Doch lassen wir diese Polemiken und wenden wir uns dem Garten zu. Und zum Wasser
kehren wir später zurück.
Lust am Grün steht im Zentrum. Keine wilde, ungezähmte Landschaft
sondern die Ausdehnung des Innenraumes nach aussen ist gesucht. Der Mensch ist
auf der Suche nach der Beschaulichkeit. „Lassen Sie mich meinen Garten
geniessen“, sagt der Kunde zu mir, „es sollen Nischen, Winkel und
kleine Plätze entstehen, ich will die Aussicht geniessen, die Offenheit
nach aussen und mag trotzdem Geborgenheit“.
Der Wunsch des Kunden ist die Vorlage, an die wir uns halten. Es sind nicht
formale Vorgaben, es sind die formulierten Ideen, die Gefühle, die er äussert,
das Gespräch, in welchem er über mehr oder weniger belanglose Dinge
redet, wenn er über seinen Garten spricht.
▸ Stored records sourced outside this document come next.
PR #292, opened 2025-06-09
Fix C-API release builds

ptondereau:
- We're upgrading `cargo-c` to `v0.10.13`
- We're fixing Linux arm64 build with additional toolchain libs.
- Added a cargo build profile just to remove debug symbol from the generated lib

### DIFF
--- a/biscuit-capi/Cargo.toml
+++ b/biscuit-capi/Cargo.toml
@@ -1,6 +1,6 @@
 [package]
 name = "biscuit-capi"
-version = "6.0.0-beta.3"                                    # Should keep the same version as biscuit-auth
+version = "6.0.0-beta.3"                                     # Should keep the same version as biscuit-auth
 description = "C API for Biscuit"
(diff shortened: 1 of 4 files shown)


ptondereau:
@divarvel need a review maybe before 6.0.0?

biscuit-capi/Cargo.toml
```diff
@@ -1,6 +1,6 @@
 [package]
 name = "biscuit-capi"
-version = "6.0.0-beta.3"                                    # Should keep the same version as biscuit-auth
+version = "6.0.0-beta.3"                                     # Should keep the same version as biscuit-auth
```
divarvel, line 3: regarding the version sync, does it still make sense, or could we decouple the two?

divarvel:
Do you want to issue a biscuit-c release at the same time as `biscuit-auth@6.0.0`?

ptondereau:
> Do you want to issue a biscuit-c release at the same time as `biscuit-auth@6.0.0`?

Yes if possible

Die – allerdings nur scheinbare – Schwierigkeit liegt darin, diese
Vorgaben umzusetzen, ohne einfach nur Versatzstücke der Wünsche einzubringen,
eine Formensprache zu finden, in welcher sich der Kunde wieder erkennt, ohne
dass sie anpässlerisch ist. Es geht nicht darum, dem Kunden nach dem Mund
zu gestalten, sondern den Kunden dorthin zu führen, wo er eigentlich ankommen
möchte.
Gewiss ist die Formensprache, die uns zur Verfügung steht, vielfältig,
schier unermesslich. Die Beschränkung auf die klare, einfache Grundform
muss aber im Vordergrund stehen. Weg vom romatisch-verspielten, dazu sind unsere
Gärten zu klein, hin zur Klarheit. Die Grundform ist das Gerüst des
Gartens, an ihr misst sich die gestalterische Qualität. Natürlich
kann es hübsch aussehen, wenn ich den Garten mit unzähligen Versatzstücken
versehe, die verhältnismässig zufällig in den Raum gestellt werden.
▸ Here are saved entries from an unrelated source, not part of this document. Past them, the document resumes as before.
PR #300, opened 2025-07-17
docs: add release checklist

divarvel:
based on the process for the first release review we went through for `biscuit-auth@6.0.0`


ptondereau:
FYI and if you're interested we use release-plz to handle the preparation and the release process. 
We have an example here: https://github.com/davidcole1340/ext-php-rs/blob/master/.release-plz.toml and see the GitHub action for the release

PR #306, opened 2025-08-12
fix: feature-gate `ToAnyParam` imports

divarvel:
`ToAnyParam` is only defined when `datalog-macro` is enabled, but some imports were not feature gated, preventing the library from compiling when the feature was not enabled (since it’s part of the default features, it was not common)

(tested with a crate, by setting `default-features = false`)


RemiBardon:
LGTM

PR #310, opened 2025-09-15
Scopes are deserialized twice

saoirse-a:


biscuit-auth/src/format/convert.rs
```diff
@@ -113,9 +113,6 @@ pub fn proto_block_to_token_block(
 
     detected_schema_version.check_compatibility(version)?;
 
-    let scopes: Result<Vec<Scope>, _> =
-        input.scope.iter().map(proto_scope_to_token_scope).collect();
-
```
divarvel, line 118: this will require removing the `?` below, i think, since this expression shadows the previous one.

Gewiss kann man sich daran erfreuen und ihnen entlang wandeln. Aber auf die
Dauer wird selbst der Laie dahinter kommen, dass dem Ganzen der Halt fehlt,
dass die Anlage von den Zentrifugalkräften des allgegenwärtigen Betrachtens
und Bewohnens in seine Einzelteile zerrissen wird.
Die Suche nach der übergeordneten Form ist das wesentliche in der modernen
Gestaltung. Ich arbeite nach der Devise, dass je kleiner die zur Verfügung
stehende Fläche ist, desto architektonischer muss die Grundaussage sein.
Freie und geschwungene Linien können sich erst entfalten, wenn sie genügend
Freiraum zum Auspendeln zur Verfügung haben. Die Gerade, das Rechteck,
das Quadrat, allenfalls der Kreis stehen am Anfang der Entwicklung des Gartenraumes.
Ich setze damit das Grundthema und darauf folgen die Variationen, wobei ich
mich durchaus an die klassischen Regeln von aktiv und passiv, laut und leise
– also den Kriterien des Gegensatzes und der Ergänzung halte, den
Goldenen Schnitt berücksichtige, Spannungen aufbaue, Harmonie und Symmetrie
dagegen setze.
Das Grundthema entspricht dem Knochengerüst, um das sich das Fleisch ordnet.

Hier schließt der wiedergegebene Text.